OESP, Nacional, p. A4
18 de Out de 2010

Marina rejeita acenos de adversários e declara 'independência' no 2o turno
Senadora do PV, que obteve cerca de 20 milhões de votos no primeiro turno da disputa presidencial, faz duras críticas ao PT e ao PSDB pelo tom adotado na campanha e classifica as duas legendas como 'fiadores do conservadorismo renitente'

Roberto Almeida

Em carta aberta aos candidatos Dilma Rousseff (PT) e José Serra (PSDB), a senadora Marina Silva (PV), que ficou em terceiro lugar no primeiro turno das eleições presidenciais, declarou "independência" no segundo turno. O PV, por ampla maioria, acompanhou a decisão de Marina e não apoiará formalmente nenhum dos dois candidatos - o que não impede que integrantes do partido o façam.
A mensagem de Marina foi lida ontem na plenária do PV, realizada na capital paulista. A senadora, que obteve cerca de 20 milhões de votos no dia 3, fez críticas ao PT e ao PSDB pelo tom da campanha no segundo turno. Classificou as duas legendas como "fiadores do conservadorismo renitente".
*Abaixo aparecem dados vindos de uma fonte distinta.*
Issue #1147, opened 2025-05-15
Changing allowed_values of list_text fields on Apigee entities potentially times out


boobaa:
## Description
Drupal core [has introduced a change](https://www.drupal.org/project/drupal/issues/2521800) (in 10.2.1 if I'm not mistaken) to the admin UI for changing allowed_values for list_text fields (in `\Drupal\options\Plugin\Field\FieldType\ListItemBase::storageSettingsForm()`): for every allowed_value, the affected entity type's storage is being asked if there is an entity with the given value on the given field, and if so, the Remove button is disabled. (Before this change, there was no such check, so the Remove button was always available, even if there was an entity having the given value on the given field.)

Asking local storage (Drupal DB) is much cheaper than asking Apigee for such values, but that's only one part of the problem. In case of Apigee entities, this check MUST use the Apigee Edge Mgmt API to retrieve anything from that storage. This API does NOT allow conditional retrieval; IOW, when it's asked for those entities that already have a given value in the given field, it returns no entities at all, therefore rendering this core functionality useless. For the `team` entity type, this can be seen from the logs (with the apigee_edge_debug.module enabled): the `GET /v1/organizations/test-boobaa/companies?expand=true HTTP/1.1` request is sent to Apigee Edge, without pagination, without filtering.

Additionally, this very same request is being sent to the Mgmt API for X times during a single page load, where X is the number of already-present allowed_values. One might ask why the response is NOT cached. The answer lies in `\Drupal\apigee_edge\Entity\Storage\EdgeEntityStorageBase::doLoadMultiple()` which is NOT given any IDs to load (as it should load all entities with the given field having the given value), in which case it MUST NOT respond from its cache as there might be some new entries in the storage in between the API requests (well, at least theoretically).

These things together might lead to PHP timeouts on pages like `/admin/config/apigee-edge/team-settings/fields/team.team.field_my_list_text_field` if the field already has so many allowed_values (like 100+ for a country field).

## Apigee Info
We have seen this happening on both Apigee Edge and OPDK, but theoretically this is also present with Apigee X (given the module uses the same PHP SDK, therefore the same Mgmt API).

## Steps to Reproduce
1. Add a list_string field to any fieldable Apigee entity type (eg. team) with a handful of allowed_values.
2. Enable apigee_edge_debug.module.
3. Visit the same field's edit page.
4. Visit `/admin/reports/dblog` to see that Apigee has been called X many times during the last page load.

## Actual Behavior
[...]

PR #1148, opened 2025-05-16
Cache Apigee entity ids in memory during one page load

boobaa:
Addresses #1147

I can't say it *solves* that issue, because if there is a change in Apigee during a single page load, then this solution might be misleading. OTOH, I have no idea how to get around that *without* asking Apigee again and again.

So it seems to be a chicken-or-egg problem for me:
- we either want to be theoretically correct in all cases (therefore asking Apigee all the time), or
- we try to avoid timeouts and accept that this solution only works theoretically correctly in those cases when there's no change in Apigee during a single page load.

I, for one, am leaning towards the latter, for better UX.

### DIFF
--- a/src/Entity/Storage/EdgeEntityStorageBase.php
+++ b/src/Entity/Storage/EdgeEntityStorageBase.php
@@ -75,6 +75,11 @@ abstract class EdgeEntityStorageBase extends DrupalEntityStorageBase implements 
   protected $systemTime;
 
   /**
+   * Indicates that all entities should be/have been loaded in this request.
+   */
+  private bool $allEntitiesHaveBeenLoaded = FALSE;
+
+  /**
    * Constructs an EdgeEntityStorageBase instance.
    *
    * @param \Drupal\Core\Entity\EntityTypeInterface $entity_type
@@ -468,10 +473,48 @@ abstract class EdgeEntityStorageBase extends DrupalEntityStorageBase implements 
         Cache::invalidateTags([$this->entityTypeId . ':values']);
       }
     }
+    // When resetting cache for ANY of the entities, cache entry for ALL
+    // entities MUST also be cleared to prevent cache poisoning eg. after a
+    // loadMultiple(); save(); loadMultiple(); cycle.
+    $this->memoryCache->delete($this->entityTypeId . '-all-entity-ids');
     // We do not clear the entity controller's cache here because our main goal
     // with the entity controller cache to reduce the API calls that we
     // send to Apigee Edge. Although we do delete the entity controller's cache
     // when it is necessary, like in loadUnchanged().
+  }
+
+  /**
+   * {@inheritdoc}
+   */
+  public function loadMultiple(?array $ids = NULL) {
+    // Without $ids the caller wants to load ALL entities. To speed things up,
+    // let's assume the storage does not change during a page load; IOW, load
+    // all the entities for the first time and store them in a memory cache.
+    // For all subsequent calls for the same page load, return entities from
+    // that memory cache instead (without making API calls to Apigee).
+    if ($ids === NULL) {
+      $all_known_entity_ids = $this->memoryCache->get($this->entityTypeId . '-all-entity-ids');
+      if ($all_known_entity_ids !== FALSE) {
+        return parent::loadMultiple($all_known_entity_ids->data);
+      }
+      $this->allEntitiesHaveBeenLoaded = TRUE;
+      $return = parent::loadMultiple($ids);
+      $this->allEntitiesHaveBeenLoaded = FALSE;
+      return $return;
+    }
+
+    return parent::loadMultiple($ids);
+  }
+
+  /**
+   * {@inheritdoc}
+   */
+  protected function setStaticCache(array $entities) {
+    if ($this->allEntitiesHaveBeenLoaded) {
+      $ids = array_map(static fn(DrupalEdgeEntityInterface $entity) => $entity->id(), $entities);
+      $this->memoryCache->set($this->entityTypeId . '-all-entity-ids', $ids);
+    }
+    parent::setStaticCache($entities);
   }
 
 }
--- a/tests/src/Kernel/Entity/ListBuilder/AppListBuilderTest.php
+++ b/tests/src/Kernel/Entity/ListBuilder/AppListBuilderTest.php
@@ -327,6 +327,7 @@ class AppListBuilderTest extends ApigeeEdgeKernelTestBase {
           'apps' => [
             $this->approvedAppWithApprovedCredential,
             $this->approvedAppWithOneRevokedCredential,
+            $this->approvedAppWithAllRevokedCredential,
             $this->revokedAppWithRevokedCredential,
             $this->approvedAppWithExpiredCredential,
             $this->revokedAppWithExpiredCredential,


src/Entity/Storage/EdgeEntityStorageBase.php
```diff
@@ -74,6 +74,11 @@ abstract class EdgeEntityStorageBase extends DrupalEntityStorageBase implements
    */
   protected $systemTime;
 
+  /**
+   * Are we loading all entities or just some/one?
+   */
+  private bool $loading_all = FALSE;
```
mxr576:
```suggestion
  private bool $allEntitiesHasBeenLoaded = FALSE;
```

src/Entity/Storage/EdgeEntityStorageBase.php
```diff
@@ -474,4 +479,38 @@ public function resetCache(?array $ids = NULL) {
...
+    // let's assume the storage does not change during a page load; IOW, load
+    // all the entities for the first time and store them in a memory cache.
+    // For all subsequent calls for the same page load, return entities from
+    // that memory cache instead (without making API calls to Apigee).
+    if ($ids === NULL) {
+      $all_cache_ids = $this->memoryCache->get($this->entityTypeId . '-all-cache-ids');
+      if ($all_cache_ids !== FALSE) {
+        return parent::loadMultiple($all_cache_ids->data);
+      }
+      $this->loading_all = TRUE;
```
mxr576:
```suggestion
      $this->allEntitiesHasBeenLoaded = TRUE;
```

src/Entity/Storage/EdgeEntityStorageBase.php
```diff
@@ -474,4 +479,38 @@ public function resetCache(?array $ids = NULL) {
...
+      $return = parent::loadMultiple($ids);
+      $this->loading_all = FALSE;
```
mxr576:
```suggestion
      $this->allEntitiesHasBeenLoaded = FALSE;
```

src/Entity/Storage/EdgeEntityStorageBase.php
```diff
@@ -474,4 +479,38 @@ public function resetCache(?array $ids = NULL) {
...
+
+    return parent::loadMultiple($ids);
+  }
+
+  /**
+   * {@inheritdoc}
+   */
+  protected function setStaticCache(array $entities) {
+    if ($this->loading_all) {
+      $ids = array_map(fn($entity) => $entity->id(), $entities);
```
mxr576:
```suggestion
      $ids = array_map(static fn(\Drupal\apigee_edge\Entity\EdgeEntityInterface $entity) => $entity->id(), $entities);
```

src/Entity/Storage/EdgeEntityStorageBase.php
```diff
@@ -474,4 +479,38 @@ public function resetCache(?array $ids = NULL) {
...
+      $this->memoryCache->set($this->entityTypeId . '-all-cache-ids', $ids);
```
mxr576:
```suggestion
      $this->memoryCache->set($this->entityTypeId . '-all-entity-ids', $ids);
```

src/Entity/Storage/EdgeEntityStorageBase.php
```diff
@@ -474,4 +479,38 @@ public function resetCache(?array $ids = NULL) {
...
+   * {@inheritdoc}
+   */
+  public function loadMultiple(?array $ids = NULL) {
+    // Without $ids the caller wants to load ALL entities. To speed things up,
+    // let's assume the storage does not change during a page load; IOW, load
+    // all the entities for the first time and store them in a memory cache.
+    // For all subsequent calls for the same page load, return entities from
+    // that memory cache instead (without making API calls to Apigee).
+    if ($ids === NULL) {
+      $all_cache_ids = $this->memoryCache->get($this->entityTypeId . '-all-cache-ids');
```
mxr576:
```suggestion
      $all_cache_ids = $this->memoryCache->get($this->entityTypeId . '-all-entity-ids');
```

mxr576:
```suggestion
      $all_known_entity_ids = $this->memoryCache->get($this->entityTypeId . '-all-cache-ids');
```

maybe this variable name would be more descriptive

src/Entity/Storage/EdgeEntityStorageBase.php
```diff
@@ -74,6 +74,11 @@ abstract class EdgeEntityStorageBase extends DrupalEntityStorageBase implements
    */
   protected $systemTime;
 
+  /**
+   * Are we loading all entities or just some/one?
```
mxr576:
```suggestion
   * Indicates that all entities should be/have been loaded in this request.
```

mxr576 (commented):
Added some cosmetical changes

mxr576:
I think this could work, what I would still double check if the following sequence could still return stale data from the cache or cache invalidation works properly:

* `loadMultiple()`
* `delete('foo')` or `update(`foo`)`
* `loadMulitple()`  --- This must not return the deleted "foo" entity OR must not return the oudated "foo" entity after the update.

boobaa:
> I think this could work, what I would still double check if the following sequence could still return stale data from the cache or cache invalidation works properly:
> 
> * `loadMultiple()`
> * `delete('foo')` or `update(`foo`)`
> * `loadMulitple()`  --- This must not return the deleted "foo" entity OR must not return the oudated "foo" entity after the update.

This was a valid concern, thanks: it was also surfaced by some automated test that confirmed its presence. Now it's addressed, too.

kedarkhaire:
Hi @boobaa Is this PR ready for review ?

boobaa:
Yes.

kedarkhaire:
Hi @boobaa I have checked the issue by following the mentioned steps, I was able to reproduce the issue & also checked the PR,
Applied the patch and and followed the steps to reproduce.

I see you tried to cache the entity, but it is not making any change in output neither it is reducing the time to load the page also I see the data is loaded from API instead of cache on 2nd load.

This API is taking much time to load the page `/apps?expand=true&includeCred=true`, we need to skip calling this api on certain pages, this will solve the issue.

Thanks!

mxr576:
I think the PR title should be adjusted to "Cache Apigee entity ids in memory during one page load"

kedarkhaire (changes requested):
Hi @boobaa 
Testcases are not passing - https://github.com/kedarkhaire/apigee-edge-drupal/actions/runs/15881205329/job/44781735125#step:13:43

Please check & update the test cases also as per the changes.

Thanks!

boobaa:
I tried setting up a local environment following CONTRIBUTING.md, but there failing test ratio is like 50+% so I'm unable to reproduce the failure we're seeing on the CI. Also, I'm not sure that document is up to date.

boobaa:
Took some time, but here's a fix – tho I must admit I don't really understand what's going on here. I was having the impression that loading all entities from a storage twice, without having anything between those two loads, would yield the same entities (at least the same amount of entities). Turns out that's not the case with the `developer_app` entities.

The `$entity_type_manager->getListBuilder(static::ENTITY_TYPE)->render()` call (in `\Drupal\Tests\apigee_edge\Kernel\Entity\ListBuilder\AppListBuilderTest::testAppWarnings()`) loads the developer apps TWICE:

- first time in `\Drupal\Core\Entity\EntityListBuilder::render()`, then
- second time in `\Drupal\apigee_edge\Entity\ListBuilder\AppListBuilder::render()`.

Now that's the problem:

1. Without the changes from this PR at all, the first one returns 5 items while the second one returns 6, thus the test was a PASS.
2. With the PR, but without this last commit both the first and the second ones return 5 items, thus the test was a FAIL.
3. With this last commit, both return 6 items, thus the test is a PASS again.

So I have no idea what's exactly wrong here:

- Before the PR, the test might have been an incorrect PASS – but we cannot prove it, because even without changes from this PR but adding the missing line introduced by the last commit the test would still be a PASS.
- There might be something fishy in the `developer_app` storage, which this PR shed some light upon, but without actually fixing the problem in that storage.
- Something else.

As the CI now reports all tests PASS, I don't know how to proceed now: we can either consider this solved, or start investigating why feeding only 5 items into a storage will make the `load()` call return 6 items for non-first calls. Which is totally different kind of a problem this PR tried to address… :shrug:

kedarkhaire (approved):
LGTM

O apoio do Marina a Dilma ou Serra estava condicionada à convergência de programas de governo. Os verdes, no entanto, consideraram "fracas" as respostas dadas pelas campanhas adversárias à "Agenda por um Brasil Justo e Sustentável" - lista de 42 compromissos apresentada pelo PV.
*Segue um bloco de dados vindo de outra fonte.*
PR #1149, opened 2025-05-22
Remove entity save on config form

### LINKED ISSUE #733: Drupal 11 with Devportal on install, gives issue on GCP credentials page
## Description
On install page while configuring GCP credentials, the next step throws installation issue.
Symfony\Component\DependencyInjection\Exception\RuntimeException: You have requested a synthetic service ("kernel"). The DIC does not know how to construct this service. in Symfony\Component\DependencyInjection\ContainerBuilder->createService() (line 1093 of vendor/symfony/dependency-injection/ContainerBuilder.php).

## Expected Behavior
Installation should be completed without any errors.

## Notes
Update the forms deprecated settings is install sets.

## Version Info
Drupal 11

kedarkhaire:
Fixes https://github.com/apigee/apigee-devportal-kickstart-drupal/issues/733 issue.

Saving entity on Config form creates synthetic service call, which throws issue on Drupal 11 Devportal installation.

Storing key values & other required is done by Keys module save & submit() function.

Thanks!

### DIFF
--- a/src/Form/AuthenticationForm.php
+++ b/src/Form/AuthenticationForm.php
@@ -183,6 +183,8 @@ class AuthenticationForm extends KeyEditForm {
     // @see https://www.drupal.org/project/key/issues/3048562
     $status = parent::save($form, $form_state);
 
+    // Save the authentication key entity id to module's configuration.
+    $this->configFactory->getEditable(static::CONFIG_NAME)->set('active_key', $this->entity->id());
     // Override the redirect destination.
     $form_state->setRedirect('apigee_edge.settings');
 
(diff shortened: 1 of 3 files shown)


src/Form/AuthenticationForm.php
```diff
@@ -183,8 +183,6 @@ public function save(array $form, FormStateInterface $form_state) {
     // @see https://www.drupal.org/project/key/issues/3048562
     $status = parent::save($form, $form_state);
 
-    // Save the authentication key entity id to module's configuration.
-    $this->configFactory->getEditable(static::CONFIG_NAME)->set('active_key', $this->entity->id())->save();
```
shishir-intelli, line 187: Why are we removing this? how do we save the `active_key` if not here?

shishir-intelli (changes requested):

src/Form/AuthenticationForm.php
kedarkhaire: Updated.
After Configs need to be set(), not save().

shishir-intelli (approved):
LGTM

Apesar das críticas, Marina avaliou que o PT apresentou respostas melhores que as do PSDB à demanda verde. "Tivemos acolhimento parciais nas duas respostas que nos foram enviadas", disse ela. "Identificamos, para ter senso de justiça, na resposta enviada pelo PT, um maior acolhimento."
A senadora verde, porém, preferiu definir-se como "mantenedora de utopias" e não declarou em quem votará no dia 31. "É secreto, me reservo a meu direito de eleitora", esquivou-se.
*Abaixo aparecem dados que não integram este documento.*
PR #1153, opened 2025-06-18
Eliminate repated sync of developer/users with no reason

### LINKED ISSUE #1152: `drush apigee:sync` always updates users
## Description

When you run `drush apigee:sync` multiple times you may notice that logs always says  that users were updated, which should not happen after a successful sync has happened before unless either the developer account or the related Drupal user were updated and their changed time is different.

## Apigee Info
N/A

## Steps to Reproduce
* `drush apigee:sync`
* `drush apigee:sync`
* `drush apigee:sync`
* `drush apigee:sync`
* ...

## Actual Behavior
`Updating user (john.doe@example.com) from Apigee Edge.` appears as many times a `drush apigee:sync` was executed.

## Expected Behavior

An entry related to `john.doe@example.com` should only appear once, either when it was created or updated, but not more.

## Screenshots
N/A

## Version Info
Apigee Edge module 4.0.2

mxr576:
Closes #1152 

TODO
- [x] Code clean up would be nice but the code as-is should also work

### DIFF
--- a/apigee_edge.module
+++ b/apigee_edge.module
@@ -1365,6 +1365,7 @@ function apigee_edge_user_presave(UserInterface $account) {
     }
     $developer = $result->getDeveloper();
     $developer->save();
+    \Drupal::getContainer()->get('apigee_edge.dev_sync.last_update_tracker')->set($developer->getEmail(), \Drupal::time()->getCurrentTime());
   }
   catch (\Exception $exception) {
     $previous = $exception->getPrevious();
@@ -1386,6 +1387,7 @@ function apigee_edge_user_presave(UserInterface $account) {
           // "originalEmail" property's value on the entity.
           $developer->enforceIsNew(TRUE);
           $developer->save();
+          \Drupal::getContainer()->get('apigee_edge.dev_sync.last_update_tracker')->set($developer->getEmail(), \Drupal::time()->getCurrentTime());
         }
         catch (\Exception $exception) {
           $context = [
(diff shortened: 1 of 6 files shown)


mxr576:
Okay, so the same trick is not going to work inside `\Drupal\apigee_edge\Job\DeveloperCreateUpdate::executeRequest()` because the last modified date on the developer is a immutable and calculated on the server (as it should), so we either store the last sync date:
* in an attribute, which could lead to sync issues when multiple Drupal instances syncs from the same Apigee instance :stop_sign: 
* in the Drupal's database - this may work :heavy_check_mark: 

or else...?

kedarkhaire (changes requested):
Hi @mxr576 
Testcases are not passing - https://github.com/kedarkhaire/apigee-edge-drupal/actions/runs/15880850942/job/44780502524#step:13:43

Please check & update the test cases also as per the changes.

Thanks!

mxr576:
Thanks for the notice. I need to investigate what happens and what would be a proper fix

kedarkhaire:
> Thanks for the notice. I need to investigate what happens and what would be a proper fix

Marking this PR to draft as testcase fix need to be implemented.

mxr576:
Hm, previously failing tests got fixed in HEAD? :thinking: 

This looks unrelated:

```
1) Drupal\Tests\apigee_edge_apiproduct_rbac\FunctionalJavascript\ApiProductRoleBasedAccessAuthenticatedInternalTest::testApiProductAccess
WebDriver\Exception\JavaScriptError: javascript error: jQuery is not defined
```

"Quero afirmar que o fato de não ter optado por um alinhamento neste momento não significa neutralidade em relação aos rumos da campanha. Creio mesmo que uma posição de independência, reafirmando ideias e propostas, é a melhor forma de contribuir com o povo brasileiro", discursou a ex-candidata.
Com essas palavras, que reforçam um provável cenário de terceira via para as eleições presidenciais de 2014, Marina passou a fazer uma crítica ao "caráter dualista" da política nacional. Ela afirmou a existência de uma "ironia histórica" no duelo entre petistas e tucanos.
Embates. Na carta, a senadora comparou a disputa travada entre PT e PSDB nos últimos 16 anos aos embates entre monarquistas e republicanos, entre UDN e PSD - que dominaram a política nas décadas de 1940 a 1960 - e entre MDB e Arena, durante o regime militar. "Dois partidos nascidos para afirmar a diversidade da sociedade brasileira, para quebrar a dualidade existente à época de suas formações, se deixaram capturar pela lógica do embate entre si até as últimas consequências", observou.
Na visão de Marina, o posicionamento "pragmático" dos dois partidos é uma "armadilha para a qual ambos caem e levam o País". "O grande nó está na política, porque é nela que se decide a vida coletiva, se traçam os horizontes, se consolidam valores ou a falta deles", sublinhou.
Ao final, em entrevista, Marina descartou a hipótese de participar em um futuro governo, independentemente de coloração partidária.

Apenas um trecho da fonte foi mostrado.